DATA TO EXAMINE »
PR #173, opened 2018-03-20
update gem dependancies

pmcostello:
to fix security vulnerability in loofah gem


margOnline:
👍

osharpe:
I have regressed PG Gem from 1.0.0 to 0.21.0, as we were getting errors on Travis build. Looks like 1.0.0 is more suited to rails 5. Suspect we will see similar issues on other repo's when updating Gems.

tomas-stefano:
👍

WHAT NEEDS TO BE DONE » Your task is to repeat the entries exactly.

OUTPUT OF THE EXERCISE »
PR #173, opened 2018-03-20
update gem dependancies

pmcostello:
to fix security vulnerability in loofah gem


margOnline:
👍

osharpe:
I have regressed PG Gem from 1.0.0 to 0.21.0, as we were getting errors on Travis build. Looks like 1.0.0 is more suited to rails 5. Suspect we will see similar issues on other repo's when updating Gems.

tomas-stefano:
👍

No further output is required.